Впервые за вечер я узнал песню в гостиной. Печальный плач саксофона, за ним каскад чистых аккордов, мужской голос обрывками запел про сыновей немой эпохи[60]. Мне хотелось остаться и дослушать песню.

– Я не закончила, – сказала Триолет. – Он меня еще не дослушал.

– Извини, дорогуша, – отрезал Вик, и он больше не улыбался. – Как-нибудь в другой раз. – Он схватил меня за локоть, вывернул, дернул, поволок вон из комнаты. Я не сопротивлялся. Я знал по опыту, что если ему что-то втемяшится, лучше не возражать – а то можно и схлопотать по роже. Не всегда – только если он зол или расстроен, а сейчас он был зол.

Мы очутились в прихожей. Вик потянул на себя входную дверь, и я оглянулся в последний раз, надеясь увидеть Триолет в дверях кухни, но там было пусто. Зато я увидел Стеллу, стоявшую на верхушке лестницы. Стелла смотрела на Вика, и я увидел ее лицо.

Это было тридцать лет назад. С тех пор я многое забыл и забуду еще больше, а в конечном итоге забуду все но если я и верю в жизнь после смерти, то эта моя вера живет не в псалмах и гимнах, но вот лишь в чем: я не верю, что когда-нибудь смогу забыть эту секунду и лицо Стеллы, смотревшей на убегающего от нее Вика. Даже в смерти своей я буду это помнить.

Ее одежда была в беспорядке, косметика на лице размазалась, а глаза…

Не злите Вселенную. У разъяренной Вселенной наверняка будут точно такие же глаза.

Мы с Виком неслись со всех ног, прочь от вечеринки, туристов и полумрака; неслись, будто гроза наступала нам на пятки, – бешеный суматошный забег по лабиринту запутанных улочек, и мы не оглядывались, и не останавливались, пока не задохнулись совсем, а потом остановились, хрипя, не в силах бежать дальше. Нам было плохо. Я держался за стену, а Вика вырвало, вывернуло наизнанку в придорожную канаву.

Он вытер рот.

– Она не… – Он замолчал.

Потряс головой.

Потом сказал:

– Знаешь… есть вещи… Когда зашел слишком далеко. И если сделаешь еще шаг, перестанешь быть собой. Ты будешь тот, кто сделал это. Куда-то просто нельзя заходить… По-моему, сегодня со мной вот такое и случилось.

Я решил, что понимаю.

– То есть ты ее трахнул? – предположил я.

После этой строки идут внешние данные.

PR #531, opened 2016-05-11
Intersect polyline plane

og76:
This is a very special one
I could make the edges as an option to actually have vectors or vectors+edges, but somehow I prefer it this way

### DIFF
--- a/nodes/geometry/intersect_polyline_plane.py
+++ b/nodes/geometry/intersect_polyline_plane.py
@@ -22,17 +22,17 @@ class IntersectPolylinePlaneNode(bpy.types.Node, AnimationNode):
         default = True, update = executionCodeChanged)
         
     def create(self):
-        self.newInput("Vector", "Positions", "positions")
+        self.newInput("Vector List", "Positions", "positions")
         self.newInput("Edge Indices List", "Edge Indices", "edges")
         self.inputs[1].useIsUsedProperty = True
         self.inputs[1].isUsed = False
         self.newInput("Vector", "Plane Point", "planePoint")
-        self.newInput("Vector", "Plane Normal", "planeNormal").value = (0, 0, 1)
+        self.newInput("Vector", "Plane Normal", "planeNormal", value = (0, 0, 1))
 
         self.newOutput("Vector List", "Intersections List", "intersections")
-        self.newOutput("Integer List", "Intersected Edge Index", "cutEdges").hide = True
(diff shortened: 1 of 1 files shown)


nodes/geometry/intersect_polyline_plane.py
```diff
@@ -0,0 +1,130 @@
...
+    
+    edgesType = EnumProperty(name = "Plane Type", default = "POINTS",
+        items = edgesTypeItems, update = edgesTypeChanged)
+    message = StringProperty(name = "Message", default = "Expecting Points")
+    cyclic = BoolProperty(name = "Cyclic points", description = "Consider last point to first point also", 
+        default = True, update = executionCodeChanged)
+        
+    def create(self):
+        self.newInput("Vector", "Positions", "positions")
+        self.newInput("Edge Indices List", "Edge Indices", "edges")
```
JacquesLucke: the convention I use everywhere is:
socket = self.newInput(...)
socket.setting1 = ...
socket.setting2 = ...

JacquesLucke:
this node looks more complicated than the others, I will have to check it in more detail a bit later.

og76:
for examples see the issue #430 

as formula, it does:
- define edges as vecs in order or from edges (for different use, as poly or edges of an obj)
- (pre)check if the edges are cut (very important, see below)
- inters only if the case

the dot  check is important cause:
- it reduces the inters ops to those needed
- it provides position relative to plane normal  - / 0 / + (helps filter if u want to keep only above/below)
- for coplanar, I return the first point as the intx, so if the poly is in the plane it returns original points (the inters func itself does not)

I'll probably make it into an algo later, but for now I'll let it inside the node, with yeld etc

nodes/geometry/intersect_polyline_plane.py
```diff
@@ -0,0 +1,130 @@
...
+    bl_label = "Intersect Polyline Plane"
+    bl_width_default = 160
+    
+    def edgesTypeChanged(self, context):
+        executionCodeChanged()
+    
+    edgesType = EnumProperty(name = "Plane Type", default = "POINTS",
+        items = edgesTypeItems, update = edgesTypeChanged)
+    message = StringProperty(name = "Message", default = "Expecting Points")
+    cyclic = BoolProperty(name = "Cyclic points", description = "Consider last point to first point also",
```
JacquesLucke: capitalize to "Cyclic Points"

og76:
ok?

Он ударил меня кулаком в висок и ввинтил костяшки мне в кожу. Я подумал было, что сейчас придется с ним драться – и проиграть, – но Вик опустил руку и отошел, сдавленно сглатывая.

Я удивленно воззрился на него и сообразил, что он плачет: его лицо побагровело, слезы и сопли текли по щекам. Вик рыдал посреди улицы, откровенно и жалобно, как ребенок. Потом он пошел прочь, чтоб я больше не видел его лица, и его плечи вздрагивали. Я не понимал, что произошло на втором этаже, что его так напугало, – и даже не пытался строить предположения.

Один за другим зажглись уличные фонари; Вик ковылял по дороге, я плелся следом за ним, и мои ноги отбивали ритм стихотворения, которое, как ни старался, я так и не смог вспомнить и никогда не смогу повторить.

День, когда приземлились тарелки

The Day the Saucers Came. © Перевод. Н. Эристави, 2007.

В тот день приземлились летающие тарелки. Сотни —

      и все золотые.

Они беззвучно спускались с небес, подобно снежинкам

      огромным.

Они спускались – и все, без изъятья, земляне

Стояли. Глядели.

Пересыхали рты, зрела надежда понять —

Что там внутри?

Будет ли завтра у нас? Никто об этом не знал.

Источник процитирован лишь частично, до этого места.